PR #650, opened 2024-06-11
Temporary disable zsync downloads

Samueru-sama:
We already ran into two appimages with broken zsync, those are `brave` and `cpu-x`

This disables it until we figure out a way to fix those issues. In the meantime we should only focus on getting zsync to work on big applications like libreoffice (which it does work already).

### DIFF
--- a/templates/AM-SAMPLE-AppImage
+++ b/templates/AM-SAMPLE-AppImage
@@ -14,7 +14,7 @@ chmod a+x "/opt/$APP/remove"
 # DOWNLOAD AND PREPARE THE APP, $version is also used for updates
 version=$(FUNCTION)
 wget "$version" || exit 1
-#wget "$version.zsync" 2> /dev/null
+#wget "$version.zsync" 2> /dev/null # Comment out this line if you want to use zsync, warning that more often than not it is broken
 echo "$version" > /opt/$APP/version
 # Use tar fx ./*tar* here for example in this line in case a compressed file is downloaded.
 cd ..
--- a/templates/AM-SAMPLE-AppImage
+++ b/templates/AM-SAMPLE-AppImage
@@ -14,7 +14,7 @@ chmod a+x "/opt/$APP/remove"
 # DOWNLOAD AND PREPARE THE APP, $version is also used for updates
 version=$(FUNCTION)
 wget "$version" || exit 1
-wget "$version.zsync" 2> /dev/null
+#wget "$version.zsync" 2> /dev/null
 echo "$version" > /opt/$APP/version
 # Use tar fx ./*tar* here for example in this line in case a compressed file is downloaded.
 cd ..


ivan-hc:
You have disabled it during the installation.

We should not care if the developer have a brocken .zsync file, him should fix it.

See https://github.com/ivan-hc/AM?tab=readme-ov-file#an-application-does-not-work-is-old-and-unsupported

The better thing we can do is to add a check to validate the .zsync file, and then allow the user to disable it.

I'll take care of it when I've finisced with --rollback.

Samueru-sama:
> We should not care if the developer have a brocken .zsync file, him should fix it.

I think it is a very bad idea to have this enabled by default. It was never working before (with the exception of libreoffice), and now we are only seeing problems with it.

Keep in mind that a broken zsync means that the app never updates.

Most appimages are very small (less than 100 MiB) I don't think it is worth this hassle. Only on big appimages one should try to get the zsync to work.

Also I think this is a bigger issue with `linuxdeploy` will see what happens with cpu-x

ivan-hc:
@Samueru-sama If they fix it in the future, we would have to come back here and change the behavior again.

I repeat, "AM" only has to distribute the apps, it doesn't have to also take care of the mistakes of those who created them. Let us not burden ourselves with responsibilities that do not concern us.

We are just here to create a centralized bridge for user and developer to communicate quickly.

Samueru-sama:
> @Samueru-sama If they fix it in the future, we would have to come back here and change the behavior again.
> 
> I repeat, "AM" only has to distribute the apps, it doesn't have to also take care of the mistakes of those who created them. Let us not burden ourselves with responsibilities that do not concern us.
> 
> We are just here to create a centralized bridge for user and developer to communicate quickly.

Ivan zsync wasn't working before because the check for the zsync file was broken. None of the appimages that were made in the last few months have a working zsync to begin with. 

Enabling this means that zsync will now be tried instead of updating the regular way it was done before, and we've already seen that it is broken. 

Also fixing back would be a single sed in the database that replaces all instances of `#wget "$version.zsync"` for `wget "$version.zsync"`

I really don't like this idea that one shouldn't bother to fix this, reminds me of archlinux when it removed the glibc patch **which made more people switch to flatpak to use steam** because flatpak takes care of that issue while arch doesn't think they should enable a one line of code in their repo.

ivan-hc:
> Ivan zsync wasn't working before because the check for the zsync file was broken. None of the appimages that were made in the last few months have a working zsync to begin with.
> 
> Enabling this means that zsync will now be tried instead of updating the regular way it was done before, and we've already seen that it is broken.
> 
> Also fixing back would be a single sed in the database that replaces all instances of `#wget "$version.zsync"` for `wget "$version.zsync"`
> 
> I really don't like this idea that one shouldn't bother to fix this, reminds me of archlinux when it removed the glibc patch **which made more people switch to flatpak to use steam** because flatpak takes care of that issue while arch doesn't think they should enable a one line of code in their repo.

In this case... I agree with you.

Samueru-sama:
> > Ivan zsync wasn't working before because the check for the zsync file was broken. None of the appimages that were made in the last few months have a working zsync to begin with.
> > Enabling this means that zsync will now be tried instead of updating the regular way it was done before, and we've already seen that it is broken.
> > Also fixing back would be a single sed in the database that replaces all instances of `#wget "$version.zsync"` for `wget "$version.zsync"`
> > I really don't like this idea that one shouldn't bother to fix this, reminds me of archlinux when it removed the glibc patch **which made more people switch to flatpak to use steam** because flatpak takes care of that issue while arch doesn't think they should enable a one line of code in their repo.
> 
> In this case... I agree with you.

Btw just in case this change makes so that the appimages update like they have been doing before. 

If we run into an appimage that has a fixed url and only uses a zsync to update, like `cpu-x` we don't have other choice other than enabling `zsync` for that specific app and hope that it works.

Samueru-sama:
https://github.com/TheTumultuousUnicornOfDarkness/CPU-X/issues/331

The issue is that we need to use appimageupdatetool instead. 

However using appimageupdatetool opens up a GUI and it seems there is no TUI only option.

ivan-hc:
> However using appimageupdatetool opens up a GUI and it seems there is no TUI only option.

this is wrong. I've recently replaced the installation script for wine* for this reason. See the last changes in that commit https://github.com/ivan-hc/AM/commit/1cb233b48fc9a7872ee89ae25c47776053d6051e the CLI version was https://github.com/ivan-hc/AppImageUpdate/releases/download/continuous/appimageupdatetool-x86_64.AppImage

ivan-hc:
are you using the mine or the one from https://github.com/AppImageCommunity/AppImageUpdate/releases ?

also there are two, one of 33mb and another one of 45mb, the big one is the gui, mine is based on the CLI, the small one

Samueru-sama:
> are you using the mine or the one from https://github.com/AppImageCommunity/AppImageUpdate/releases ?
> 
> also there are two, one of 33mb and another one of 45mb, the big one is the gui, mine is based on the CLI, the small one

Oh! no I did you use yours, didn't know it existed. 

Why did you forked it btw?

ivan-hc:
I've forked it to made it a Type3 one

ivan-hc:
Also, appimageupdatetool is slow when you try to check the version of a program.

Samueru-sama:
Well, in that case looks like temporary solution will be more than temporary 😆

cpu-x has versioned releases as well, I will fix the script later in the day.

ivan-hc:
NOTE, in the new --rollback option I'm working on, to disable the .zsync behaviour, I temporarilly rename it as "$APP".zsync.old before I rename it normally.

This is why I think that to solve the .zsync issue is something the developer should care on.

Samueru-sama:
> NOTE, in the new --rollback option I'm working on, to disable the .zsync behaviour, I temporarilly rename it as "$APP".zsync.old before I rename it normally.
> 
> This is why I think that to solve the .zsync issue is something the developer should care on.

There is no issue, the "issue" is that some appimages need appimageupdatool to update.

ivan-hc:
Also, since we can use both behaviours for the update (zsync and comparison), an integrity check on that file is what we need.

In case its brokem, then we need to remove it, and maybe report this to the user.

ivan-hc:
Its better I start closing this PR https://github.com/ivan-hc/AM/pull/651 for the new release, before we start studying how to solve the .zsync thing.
· · · · ·
**What you should do**
Find "releases" in the preceding records. Copy each line that holds it.

**Solution to this problem**
this is wrong. I've recently replaced the installation script for wine* for this reason. See the last changes in that commit https://github.com/ivan-hc/AM/commit/1cb233b48fc9a7872ee89ae25c47776053d6051e the CLI version was https://github.com/ivan-hc/AppImageUpdate/releases/download/continuous/appimageupdatetool-x86_64.AppImage
are you using the mine or the one from https://github.com/AppImageCommunity/AppImageUpdate/releases ?
> are you using the mine or the one from https://github.com/AppImageCommunity/AppImageUpdate/releases ?
cpu-x has versioned releases as well, I will fix the script later in the day.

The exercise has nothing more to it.